In den Staubecken setzt sich der Dreck zwischen dem feinen Kies ab, bei mir ein gewollter Effekt. Ich stelle den Baulauf ab, eine Schmutzwasserpumpe rein und wirbel alles durch, schon ist es wieder sauber und der Dreck ist weg.
Im Teich würde ich das nicht machen, hier bekommst du den Dreck nicht so schnell wieder raus ...

Die Pflanzen fühlen sich auch in den Staubecken wohl.
 

Axel


----------



## MarenS (31. März 2010)

*AW: Teichpflanzen in Kies?*

Hallo Helmut,

und die Pflanzen haben keine Mangelerscheinungen wenn die nur im Kies stehen??


Axel -
Ich möchte die Pflanzen in Pflanzkörbe setzen, da rieselt doch der Sand dann duch, deswegen nur Kies.


LG Marén


----------



## Digicat (31. März 2010)

*AW: Teichpflanzen in Kies?*

Nö Maren, da rieselt nix durch ... das Zauberwort heißt .... mit Küchenrolle, Zeitungspapier, Vlies oder Ähnliche ausschlagen .....
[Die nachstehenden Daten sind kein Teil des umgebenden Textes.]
PR #32, opened 2020-10-26
Revised JSON schema with examples

rd2:


rd2:
This is a first step in the JSON I/O work. The examples are [valid](https://jsonschemalint.com/#!/version/draft-04/markup/json) against the schema - more work is needed to validate the links between OpenStudio & TBD objects. More to come ...

PR #33, opened 2020-10-30
JSON Schema validation examples

rd2:
Fine-tuning of draft TBD JSON Schema, with [valid](https://jsonschemalint.com/#!/version/draft-04/markup/json) examples. More to come (I suspect) when deploying post-schema validation (e.g. duplicate keys, case (in)sensitivity).


lib/measures/tbd/resources/psi.rb
```diff
@@ -10,15 +11,43 @@
...
+
+    # The following are defaults (* stated). Users may edit these defaults,
+    # add new KHI pairs, or even read-in other KHI pairs on file.
+    # Units are in W/K.
+    @point[ "poor (BC Hydro)" ]         = 0.900.freeze # detail 5.7.2 BETB
+    @point[ "regular (BC Hydro)" ]      = 0.500.freeze # detail 5.7.4 BETB
+    @point[ "efficient (BC Hydro)" ]    = 0.150.freeze # detail 5.7.3 BETB
+    @point[ "code (Quebec)" ]           = 0.500.freeze # art. 3.3.1.3. NECB-QC
+    @point[ "(non thermal bridging)" ]  = 0.000.freeze
+  end
```
macumber, line 38: If you are trying to make sure that people can't modify the hash I think you want `@point.freeze` after you set the defaults.  `0.900.freeze` just means you can't change that literal value which you couldn't anyway.

json/tbd_PSI_combo.json
```diff
@@ -25,16 +25,15 @@
       "grade": 0.2
     }
   ],
-  "units": [
+  "unit": [
     {
-      "id": "building",
-      "psis": "Awesome"
+      "psi": "Awesome"
```
macumber, line 30: Is this supposed to be a failing test?

spec/tbd_tests_spec.rb
```diff
@@ -1566,3 +1566,414 @@
...
+          "description": "Surface(s) edge as thermal bridge",
+          "type": "object",
+          "properties": {
+            "psi": {
+              "title": "PSI-set identifier",
+              "type": "string"
+            },
+            "type": {
+              "title": "PSI-set type, e.g. 'parapet'",
+              "type": "string"
```
macumber, line 1729: Do you want to enumerate the allowable types?

spec/tbd_tests_spec.rb
```diff
@@ -1566,3 +1566,414 @@
...
+            },
+            "length": {
+              "title": "Edge length (m), 10cm min",
+              "type": "number",
+              "minimum": 0.1
```
macumber, line 1734: I'd make minimum be 0, you can ignore them later but you will have edges that are small

spec/tbd_tests_spec.rb
```diff
@@ -1566,3 +1566,414 @@
...
+        },
+        "KHI": {
+          "description": "KHI-value (in W/K) for a point thermal bridge",
+          "type": "object",
+          "properties": {
+            "id": {
+              "title": "Unique KHI identifier",
+              "type": "string"
+            },
+            "point": {
```
macumber, line 1707: Would you want to enumerate the types of KHI beyond just point?  The types of PSI correspond to real world things.

spec/tbd_tests_spec.rb
```diff
@@ -1566,3 +1566,414 @@
...
+          "additionalProperties": false,
+          "required": [
+            "psi",
+            "type",
+            "length",
+            "surfaces"
+          ]
+        },
+        "Surface": {
+          "description": "Surface default PSI-set (optional)",
```
macumber, line 1755: I'm confused about whether this Surface object refers to an OS/E+ surface or if it is like a DefaultPSIKHISet?

spec/tbd_tests_spec.rb
```diff
@@ -1566,3 +1566,414 @@
...
+              "items": {
+                "type": "string"
+              },
+              "minItems": 1,
+              "uniqueItems": true
+            }
+          },
+          "additionalProperties": false,
+          "required": [
+            "psi",
```
macumber, line 1748: If psi is required for each edge, how do you specify that an edge uses a default value?

spec/tbd_tests_spec.rb
```diff
@@ -1566,3 +1566,414 @@
...
+              "id": "support",
+              "count": 4
+            }
+          ],
+          "psi": "good"
+        }
+      ],
+      "unit": [
+        {
+          "psi": "compliant"
```
macumber, line 1915: What is this example showing?  The unit is compliant, the surface is good, and the edge is compliant?  Would the other edges just not be listed here and they would adopt the values from their Space or Unit?  How would we know the type of edge for an edge that isn't listed here?  Is there a default edge type?

spec/tbd_tests_spec.rb
```diff
@@ -1566,3 +1566,414 @@
...
+            "front wall"
+          ]
+        }
+      ],
+      "surfaces": [
+        {
+          "id": "front wall",
+          "khis": [
+            {
+              "id": "column",
```
macumber, line 1902: These khi values just apply to the surface, they don't have to be associated with a physical point?

json/tbd_full_PSI.json
```diff
@@ -11,6 +11,7 @@
       "convex": 0.700,
       "balcony": 1.000,
       "party": 0.700,
+      "party": 0.800,
```
macumber, line 14: This repeated key "party" should not be allowed right?

spec/tbd_tests_spec.rb
macumber: https://json-schema.org/understanding-json-schema/reference/generic.html#id4

spec/tbd_tests_spec.rb
macumber: Do you just not list edges that are defaulted?

lib/measures/tbd/resources/psi.rb
rd2: Good call. I was doing it right for the PSI sets, but not here. Will correct.

spec/tbd_tests_spec.rb
rd2: Good point. I'll use the [enum](https://json-schema.org/understanding-json-schema/reference/generic.html#enumerated-values) keyword. I was planning to add a post-schema validation control to flag unrecognized types here, i.e. "doorjamb" - enum is far better. Thanks.

spec/tbd_tests_spec.rb
rd2: The Topolys tolerances should filter out any edge under 1 cm (and we've flirted with moving this up to an inch). But you're right, as Topolys can/will generate 2-inch or 3-inch edges depending on OSM geometry. It's bad design on the user's part (or any third-party app), but that's irrelevant. Agree to drop to "0", but will likely add an "exclusiveMinimum" property - we should never come across a strict "0" value.

spec/tbd_tests_spec.rb
rd2: That's a good question. In short "no", but I think it's best to state why as we may want to revisit this. So true, enumerated PSI types do correspond to real world things. But more importantly, they directly relate to keywords in current standards and codes, which often reserve particular treatment for each thermal bridge (TB) type. So the enumerated PSI types are key to (automatically) generating _valid_ reference/budget buildings. For instance, pre-2017 Canadian energy codes offer exceptions to slab-wall edges ("rimjoist"), while the QC energy code has different requirements for slab-wall ("rimjoist"), roof-wall ("parapet"), and slab projections ("balcony"). The "fenestration" type could one day (?) be expanded (as an option) to differentiate between "jamb", "sill" and "lintel" - but Industry isn't there yet, so there's little value in pre-emptively expanding TB types IMO. For _point_ TBs, their current treatment is quite coarse - I don't see any differentiation in codes/standards between a series of columns punching through an exposed floor vs roof supports for HVAC equipment. For instance, the QC energy code has a default 0.5 W/K requirement for any major _point_ TB, regardless of application. It's better than nothing, but I expect more granularity in the future. Similarly to fenestration vs jamb-sill-lintel, once someone can point me to a code or standard that differentiates between point TB types, I'll gladly add that in. In the meantime, TBD doesn't hold enumerated KHI types.

spec/tbd_tests_spec.rb
rd2: Maybe this [example](https://github.com/rd2/tbd/blob/json/json/tbd_PSI_combo2.json) helps. For starters (or maybe more of a reminder), "psis" (PSI definition) and "khis" (KHI definition) are libraries, analogous to default construction sets in OpenStudio. If one is not interested in the few default sets provided with TBD (e.g. BC Hydro sets), one can use the JSON file (as input) to specify their own default "Unit" PSI-set, which in turn would be used by TBD to initially set all thermal bridges (TBs) in a building (based on enumerated allowable PSI types, e.g. "parapet" vs "fenestration"). One can also specify default Story, Space and/or Surface PSI-sets, overriding the default Unit PSI-set. So for instance, any Surface set will supersede its immediate Space set (if present). An Edge PSI-set is slightly different in that it allows users to hijack a specific edge they suspect will be (or notice is) misdiagnosed by TBD (e.g. "concave" corner rather than a "party" wall edge - it'll happen), or even add an edge that isn't even in the OSM geometry (similar to adding a _point_ TB). So in the cited example, all TBs are by default initially processed using the building Unit PSI-set ("Awesome"), yet the "ok" set shall instead be used for the "ground-floor restaurant South-wall" (overriding the "Awesome set"). This is very similar to default constructions vs surface-specified constructions. Finally, any edge connecting the "ground-floor restaurant West-wall" and the "ground-floor restaurant party wall", and 4.3m in length, will be processed using the "Part wall edge", also overriding the Unit set. If no such edge(s) exist(s) in Topolys/TBD model, then TBD will process it as an additional edge (similarly to a _point_ TB).

spec/tbd_tests_spec.rb
rd2: In 99% of cases, one shouldn't see "edges" in a TBD JSON file (when used as input ... for output, that's a whole other thing).

The "edges" input option is offered for (i) the odd cases where a misdiagnosis occurs (i.e. TBD misidentifies the edge type) or (ii) when an edge isn't in the OSM file. These are fairly rare cases.

spec/tbd_tests_spec.rb
rd2: So for starters, there's a mistake in the example. The first entry for "psis" should read :

```
{
  "id": "good",
  "parapet": 0.5,
  "party": 0.9
},
```

... my bad. Will correct in next commit. So the way one should read this input TBD JSON file:

- By default, all Topolys-detected edges shall be processed by TBD using the building unit default set "compliant".
- In addition, the surface "front wall" shall inherit 3x columns and 4x supports as _point_ thermal bridges (TBs). Wall with columns? [Flying buttresses](https://en.wikipedia.org/wiki/Flying_buttress)!
- Furthermore, all parapets and party wall edges of that same "front wall" shall not default to the "compliant" PSI-set, but rather the "good" set ... all other edge types (e.g. "fenestration") of the "front wall" shall continue to rely on the default "compliant" set.
- Exceptionally, a single party wall edge (2.5 m in height) is treated particularly efficiently, more evocative of the "compliant" PSI-set. So that specific edge shall not be processed by TBD using the "front wall"-specific "good" set, but revert back to the "compliant" set.

Is this a somewhat extreme case of customization? Yes! But something similar will undoubtedly be requested.

spec/tbd_tests_spec.rb
rd2: Correct. Their XYZ location along the "front wall" isn't relevant.

json/tbd_full_PSI.json
rd2: Correct. [Here](https://github.com/rd2/tbd/blob/1f88452b05f6e5fc4654f4256e306a4fc4681a60/spec/tbd_tests_spec.rb#L1952), I left (myself) a reminder to address default JSON Schema validation with regards to repeated keys. Post-schema validation remains unavoidable.

rd2:
@macumber : Thanks for the detailed review. It may take a few other iterations to nail this.

spec/tbd_tests_spec.rb
rd2: Although my initial reply correctly describes the context where one would expect to encounter custom "edges" in a TBD JSON file (as input), I just noticed I wasn't directly answering your 2 questions. Here goes:

**1.** In circumstances where a TBD JSON file is used as input, there are **2** cases (**a** & **b**) to consider for "edges":

**a.** edges that are **absent** from the OSM geometry (and hence absent from the Topolys model): Impossible for TBD to diagnose the thermal bridge (TB) type (e.g. "rimjoist" ? "balcony" ?) on its own - users must inform TBD of the TB type (e.g. "balcony"). That being said, I see your point in this specific instance: users should nonetheless have the option of _defaulting_ the edge PSI-value to whatever "Surface", "Space", "Story" or building "Unit" default set would apply. I have since removed the "psi" key from the _required_ list of _properties_ for "Edges". (Good call, thanks). Upcoming commit ...

**b.** edges, although **present** in the Topolys model, that users nonetheless want to (i) override the TBD-identified TB type (e.g. "balcony" rather than "rimjoist"), or (ii) override the assigned PSI-value (superseding whatever default PSI-set would apply). Situation (i) is similar to case (a) above: users should also have the option of _defaulting_ the PSI-value. However in situation (ii), one would expect users to specify the PSI-value/set ... as this is the likely objective.

**2a.** "Do you just not list edges that are defaulted?" ... Based on the previous answer, one can now list any edge (present or absent from the Topolys model), while _defaulting_ (or not) its PSI-value.

**2b.** "How would you know the type of the defaulted edges?" ... in cases 1a & 1b(i) above, this is likely what a user would actually want, i.e. to override an edge's TBD-assigned type (e.g. "balcony" instead of "rimjoist"). This is analogous to resetting an OpenStudio surface type (e.g. a slanted "floor", instead of an auto-assigned "wall"). For case 1b(ii), that's simply how one (re)sets the PSI-value of an edge: PSI-set + TB type. It would be odd if a user could pinpoint an individual edge to customize and not know it's nature ...

In light of this, I have also decided to remove "length" as a _required_ property. A list of 2x surfaces (that share the edge) should be enough to pinpoint the edge in the Topolys model. However, as more than one edge can be shared between 2x surfaces, a provided "length" would narrow down the search. For cases 1a, the "length" is absolutely required - so will be looking more at post-schema validation in that case. Thanks for raising these questions.

PR #34, opened 2020-11-07
JSON-input internal validation - part 1

rd2:


rd2:
This is Part 1 (of 2) on _internal_ validation of TBD JSON input. _Internal_ refers to logical consistency of file content (not flagged by schema validation per se), either concerning:

- TBD structure & built-in default values
- internal logic of the file itself (e.g. a surface's custom PSI-set requires a matching library PSI-set on file)
- correspondence with OSM objects (e.g. a surface's id requires a matching OSM surface name)

PR #35, opened 2020-11-08
JSON-input internal validation - part 2a

rd2:


rd2:
Post-schema validation of TBD JSON input file content ...

First subtask 2a: on internal logic, e.g. surface's custom PSI-set requires a matching library PSI-set on file.

Second (final) subtask on OSM correspondence, e.g. surface's id requires a matching OSM surface name ... soon!

PR #36, opened 2020-11-16
JSON cutomization - 50% tested

rd2:
Most of the customization functionality linked to TBD JSON (as input) is complete. User-defined PSI & KHI library additions are well tested. The custom `:unit` (project-wide PSI defaults) is also well tested and working. The custom `:story`, `:space`, `:surface` & `:edge` features are integrated yet only @50% tested. A grind ... a few hours more.

### DIFF
--- a/lib/measures/tbd/resources/psi.rb
+++ b/lib/measures/tbd/resources/psi.rb
@@ -17,7 +17,7 @@ end
 # www.bchydro.com/content/dam/BCHydro/customer-portal/documents/power-smart/
 # business/programs/BETB-Building-Envelope-Thermal-Bridging-Guide-v1-4.pdf
 
-# NECB-QC : Québec's energy code for new comemrcial buildings
+# NECB-QC : Québec's energy code for new commercial buildings
 # www2.publicationsduquebec.gouv.qc.ca/dynamicSearch/telecharge.php?type=1&file=72541.pdf
 
 class KHI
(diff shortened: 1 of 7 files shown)


lib/measures/tbd/resources/psi.rb
```diff
@@ -149,6 +149,173 @@ def append(p)
   end
 end
 
+def processTBDinputs(surfaces, edges, set, io_f, schema_f)
```
macumber, line 152: Is `io_f` an `IO` object or a file path?  It looks like a file path?  If so I'd suggest naming it path or something

lib/measures/tbd/resources/psi.rb
```diff
@@ -149,6 +149,173 @@ def append(p)
...
+      end
+
+    else
+      # Log severe warning: enable to parse (invalid) user TBD JSON file
+    end
+  else
+    # No (optional) user-defined TBD JSON input file.
+    # In such cases, "set" must refer to a valid PSI set
+    raise "processTBDinputs: PSI set #{set}?" unless psi.set.has_key?(set)
+    raise "Set #{set} rimjoist?"     unless psi.set[set].has_key?(:rimjoist)
```
macumber, line 305: Maybe make a method like `PSI::has_all_keys?`?

lib/measures/tbd/resources/psi.rb
rd2: Can do.

lib/measures/tbd/resources/psi.rb
rd2: Good idea.

PR #37, opened 2020-11-25
99% TBD JSON custom input validation + KHi's

rd2:
Validation of JSON customized inputs, e.g.:

- a space-specific PSi set superseding building PSi defaults
- a surface-specific PSi set superseding the previous space-specific PSi
- individual edges having custom types and/or PSi values, superseding surface-specific PSi set

Building story-specific PSI set override: future work (not much to it, just strapped for time).

Also added/tested point thermal bridges: KHi [in W/K] instead of PSI [in W/K per m] - done.

Next: exporting TBD/Topolys data via the TBD JSON file.


json/tbd_seb_n2.json
```diff
@@ -0,0 +1,47 @@
...
+  "khis": [
+    {
+      "id": "column",
+      "point": 0.5
+    },
+    {
+      "id": "support",
+      "point": 0.5
+    }
+  ],
```
rd2, line 31: "psis" & "khis" are libraries (referenced or not elsewhere on file).

json/tbd_seb_n2.json
```diff
@@ -0,0 +1,47 @@
...
+      "khis": [
+        {
+          "id": "column",
+          "count": 3
+        },
+        {
+          "id": "support",
+          "count": 4
+        }
+      ]
```
rd2, line 44: Point thermal bridges (in W/K) are surface-specific entries, relying on KHI library items.

json/tbd_seb_n3.json
```diff
@@ -0,0 +1,48 @@
...
+        },
+        {
+          "id": "support",
+          "count": 4
+        }
+      ],
+      "psi": "good"
+    }
+  ]
+}
```
rd2, line 48: Currently too many tests (initially useful for validating incremental variations while developing). Only the later versions (ex. n6, n7) will likely be kept at release.

lib/psi.rb
```diff
@@ -147,16 +147,33 @@ def append(p)
...
+    raise "'#{s}' rimjoist?"        unless @set[s].has_key?(:rimjoist)
+    raise "'#{s}' parapet?"         unless @set[s].has_key?(:parapet)
+    raise "'#{s}' fenestration?"    unless @set[s].has_key?(:fenestration)
+    raise "'#{s}' concave?"         unless @set[s].has_key?(:concave)
+    raise "'#{s}' convex?"          unless @set[s].has_key?(:convex)
+    raise "'#{s}' balcony?"         unless @set[s].has_key?(:balcony)
+    raise "'#{s}' party?"           unless @set[s].has_key?(:party)
+    raise "'#{s}' grade?"           unless @set[s].has_key?(:grade)
+  end
 end
```
rd2, line 162: Good suggestion.

lib/psi.rb
```diff
@@ -1080,10 +1059,10 @@ def processTBD(os_model, io_f, schema_f, psi_set)
   # completed/tested, so ignored for now ...
   # openstudio-sdk-documentation.s3.amazonaws.com/cpp/OpenStudio-2.9.0-doc/model/html/classopenstudio_1_1model_1_1_building_story.html
   if io
-    # if io.has_key?(:stories)    # ... will override :unit sets
+    # if io.has_key?(:stories)               # ... will override :unit sets
     # end
```
rd2, line 1064: Next step ...

lib/psi.rb
```diff
@@ -1092,24 +1071,32 @@ def processTBD(os_model, io_f, schema_f, psi_set)
         next unless io_p.set.has_key?(p)
 
         edges.values.each do |edge|
-          next unless edge.has_key?(:psi)
+          next unless edge.has_key?(:psi)   # open to transition edges TO DO ...
```
rd2, line 1074: By default, _mild_ transitions between 2 surfaces are ignored in TBD. In most cases such edges are either artefacts of the model (e.g. from tessallation) or subtle differences in construction (e.g. change in cladding, or an extra inch of insulation), and as such should not be considered (by default) as _major_ thermal bridges. There will be cases where this presumption is flat out wrong (e.g. structural transitional joints, curtain wall spandrel perimeters along other wall types). Adding another PSI type is likely the best way moving forward.

lib/psi.rb
```diff
@@ -1213,14 +1222,34 @@ def processTBD(os_model, io_f, schema_f, psi_set)
...
 
   # Assign thermal bridging heat loss [in W/K] to each deratable surface.
-  surfaces.values.each do |surface|
+  surfaces.each do |id, surface|
     next unless surface.has_key?(:edges)
     surface[:heatloss] = 0
     surface[:edges].values.each do |edge|
       surface[:heatloss] += edge[:psi] * edge[:length]
     end
   end
```
rd2, line 1231: Oops. Forgot to switch back to values; id is only used here sometimes for testing.

lib/psi.rb
```diff
@@ -1213,14 +1222,34 @@ def processTBD(os_model, io_f, schema_f, psi_set)
...
+        next unless k.has_key?(:id)
+        next unless k.has_key?(:count)
+        next unless io_k.point.has_key?(k[:id])
+        next unless io_k.point[k[:id]] > 0.000
+        surface[:heatloss] = 0 unless surface.has_key?(:heatloss)
+        surface[:heatloss] += io_k.point[k[:id]] * k[:count]
+      end
+    end
+  end
+
```
rd2, line 1252: The above code is where point thermal bridges are appended to surfaces.

json/tbd_seb_n2.json
macumber: So this is saying that the surface named "Entryway  Wall 5" is derated by two point bridges, a column and a support?

macumber: Is the assumption that these point bridges are always to the outside environment?  E.g. a column or support inside a conditioned zone don't count as thermal bridges?

json/tbd_seb_n3.json
macumber: Where would you reference the default `psi` set for the entire model?

json/tbd_seb_n4.json
```diff
@@ -0,0 +1,67 @@
...
+        {
+          "id": "column",
+          "count": 3
+        },
+        {
+          "id": "support",
+          "count": 4
+        }
+      ],
+      "psi": "(non thermal bridging)"
```
macumber, line 59: Is `(non thermal bridging)` a special keyword?  Could you just make a new `psi` set called `perfect` with no derating and reference that instead of using a keyword?

json/tbd_seb_n4.json
```diff
@@ -0,0 +1,67 @@
...
+      "id": "support",
+      "point": 0.0
+    }
+  ],
+  "edges": [
+    {
+      "psi": "bad",
+      "type": "fenestration",
+      "surfaces": [
+        "Entryway  Wall 5",
```
macumber, line 41: I am assuming that a `psi` specified for a specific edge overrides/replaces `psi` specified for the surface right?  It doesn't add/multiply with the surface `psi`?

lib/measures/tbd/resources/psi.rb
```diff
@@ -147,16 +147,33 @@ def append(p)
       end
     end
   end
+
+  def complete?(s)
```
macumber, line 151: Normally a `?` method would return true or false rather than raise an exception

json/tbd_seb_n3.json
macumber: If there is no default `psi` specified does that mean no derating?

lib/measures/tbd/resources/psi.rb
```diff
@@ -199,15 +216,7 @@ def processTBDinputs(surfaces, edges, set, io_f, schema_f)
...
-      raise "Unit #{p} mismatch?"     unless psi.set.has_key?(p)
-      raise "Unit #{p} rimjoist?"     unless psi.set[p].has_key?(:rimjoist)
-      raise "Unit #{p} parapet?"      unless psi.set[p].has_key?(:parapet)
-      raise "Unit #{p} fenestration?" unless psi.set[p].has_key?(:fenestration)
-      raise "Unit #{p} concave?"      unless psi.set[p].has_key?(:concave)
-      raise "Unit #{p} convex?"       unless psi.set[p].has_key?(:convex)
-      raise "Unit #{p} balcony?"      unless psi.set[p].has_key?(:balcony)
-      raise "Unit #{p} party?"        unless psi.set[p].has_key?(:party)
-      raise "Unit #{p} grade?"        unless psi.set[p].has_key?(:grade)
+      psi.complete?(p)
```
macumber, line 219: Here you would do `raise 'Not Complete' unless psi.complete?(p)`

json/tbd_seb_n4.json
```diff
@@ -0,0 +1,67 @@
...
+        "Sub Surface 8"
```
macumber, line 42: The approach of specifying edges by two surfaces (as opposed to an edge id) is growing on me, I like it because you can find that information from just the OSM/IDF.  Just to make sure, this `psi` would apply to all edges shared between these two surfaces in the case that they share more than one edge right?

json/tbd_seb_n3.json
macumber: Also, I don't think you can really ever have too many tests, I would recommend keeping them all.

json/tbd_seb_n2.json
rd2: 1. In the example, the surface "Entryway Wall 5" has 3x columns + 4x supports (e.g. signage). As both columns and supports represent 0.5 W/K, that means that all 7x point thermal bridges represent a total of 3.5 W/K.
2. Your 2nd question is an important one at this stage. Although Topolys handles all geometry, TBD will currently only process linear and point thermal bridges affecting outside-facing walls, roofs and exposed floors. Partitions separating spaces with design (and operating) temperatures that differ by e.g. more than 10°C should be insulated (by code), and most likely should include minor and major thermal bridging. I'm adding this to the enhancement list.

macumber: Cool, I missed the `count` property, that is a nice feature.

json/tbd_seb_n3.json
rd2: The (optional) :unit PSI set (on file) is the default one for the entire model. If it is absent from the JSON file, then the TBD Measure PSI set pull-down option is instead used as the default one for the entire model. If both are set/provided, the :unit one on file supersedes the pull-down option.

json/tbd_seb_n4.json
rd2: "(non thermal bridging)" is one of the 5 default PSI sets hardcoded in psi.rb, and so currently available in the TBD Measure PSI set pull-down options. With the input JSON file, anyone could add their own flavour, e.g. "perfect" with "0.000" W/K per m for each type.

json/tbd_seb_n4.json
rd2: Correct assumption. It supersedes the surface one, which supersedes the space one, etc. No addition. In the end, only one PSI type (e.g. :corner vs :fenestration ... not both) can end up characterizing an edge as-thermal-bridge.

lib/measures/tbd/resources/psi.rb
rd2: Noted. I simplify this accordingly, but maybe wait when I'll log mild/severe warnings on file.

lib/measures/tbd/resources/psi.rb
rd2: Got it.

json/tbd_seb_n4.json
rd2: You got it. The surface list is not a bad approach in the future for third-party GUIs (e.g. plugin), or even manual editing of the JSON file, e.g. a user can easily figure out linked surface names (e.g. OpenStudio plugin inspector, interacting with the geometry model under the OpenStudio Applications Geometry tab). To your 2nd question, correct - all edges matching the criteria (in the example above, all 4x :fenestration perimeter edges) will use the custom edge :psi and/or :type. To narrow down the targeted edge list, one can specify the edge length (e.g. "3.55", which would rule out the 2x shorter window jambs).

PR #40, opened 2020-11-26
Json - Minor changes in preparation for io hash JSON export.

rd2:


lib/measures/tbd/measure.rb
```diff
@@ -59,7 +59,7 @@ def run(model, runner, user_arguments)
       return false
     end
 
-    surfaces = processTBD(model, set)
+    io, surfaces = processTBD(model, set)
     surfaces.each do |id, surface|
```
rd2, line 63: For JSON export, the easiest and safest solution is to prune/edit the _io_ hash once the derated _surfaces_ objects have their _:ratio_ values calculated (and therefore right before both objects are returned at the end of processTBD). Initial tests seem to work just fine.

lib/measures/tbd/resources/psi.rb
```diff
@@ -161,7 +161,7 @@ def complete?(s)
   end
 end
 
-def processTBDinputs(surfaces, edges, set, io_path, schema_path)
+def processTBDinputs(surfaces, edges, set, io_path = nil, schema_path = nil)
```
rd2, line 164: As per previous PR request.

spec/tbd_tests_spec.rb
```diff
@@ -1979,6 +1979,12 @@
       next unless id == "Entryway  Wall 5"
       expect(surface[:heatloss]).to be_within(0.01).of(13.96)
     end
+
+    #out = JSON.pretty_generate(io)
+    #out_path = File.dirname(__FILE__) + "/../json/tbd_minimal_KHI.out.json"
+    #File.open(out_path, "w") do |out_path|
+    #  out_path.puts out
+    #end
```
rd2, line 1987: The final version of the _io_ object may be tweaked a few times over the next 48 hours. For now, let's stick its current state.

lib/measures/tbd/resources/psi.rb
macumber: Thanks!

PR #50, opened 2020-12-03
Json tweaks2

macumber:


spec/tbd_tests_spec.rb
```diff
@@ -2428,4 +2428,44 @@
...
     expect(JSON::Validator.validate(schema_path, io_path, uri: true)).to be(true)
   end
+
+  it "has a PSI class" do
+    psi = PSI.new
+    expect(psi.set.has_key?("poor (BC Hydro)")).to be(true)
+    expect(psi.complete?("poor (BC Hydro)")).to be(true)
+
+    expect(psi.set.has_key?("new set")).to be(false)
+    expect(psi.complete?("new set")).to be(false)
```
rd2, line 2438: Good call! Didn't anticipate probing the PSI library with an arbitrary string (bad design).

Und gekümmert haben damals meine Pflanzen nicht ....


----------



## Majaberlin (31. März 2010)

*AW: Teichpflanzen in Kies?*

Diese Frage hat mich in letzter Zeit auch beschäftigt. Ich will auch Pflanzkörbe nehmen, damit ich die Pflanzen leichter rauskriege. Geht da auch ganz normaler märkischer  Sand, oder muß man dem noch irgendwelchen Dünger dazugeben? In die Pflanzkörbe mache ich so einen Jutesack, diesen kann ich aber mit Steinen beschweren?


----------



## MarenS (31. März 2010)

*AW: Teichpflanzen in Kies?*

...aber Küchenrolle verrottet doch und spätestens dann rieselt es doch durch oder nicht?

LG Marén


----------



## axel (31. März 2010)

*AW: Teichpflanzen in Kies?*

Hallo Maren 

Alle meine Pflanzen im Pflanzenfilter stehen nur im groben Kies .z.B  Sumpfschwertlilie , Wasserminze Rohrkolben , Segge, Sumpfblutauge . Der Pflanzenfilter wird aber ständig durchströmt .  Im Teich würd ich ein Sand/ Lehm Gemisch nehmen . Das wächst bestimmt besser.

lg
axel


----------



## Digicat (31. März 2010)

*AW: Teichpflanzen in Kies?*

Servus

@ Maja: Jute würde ich nicht nehmen, verrottet und es tritt der selbe effekt ein, wie wennst gleich die Pflanzerde läßt ....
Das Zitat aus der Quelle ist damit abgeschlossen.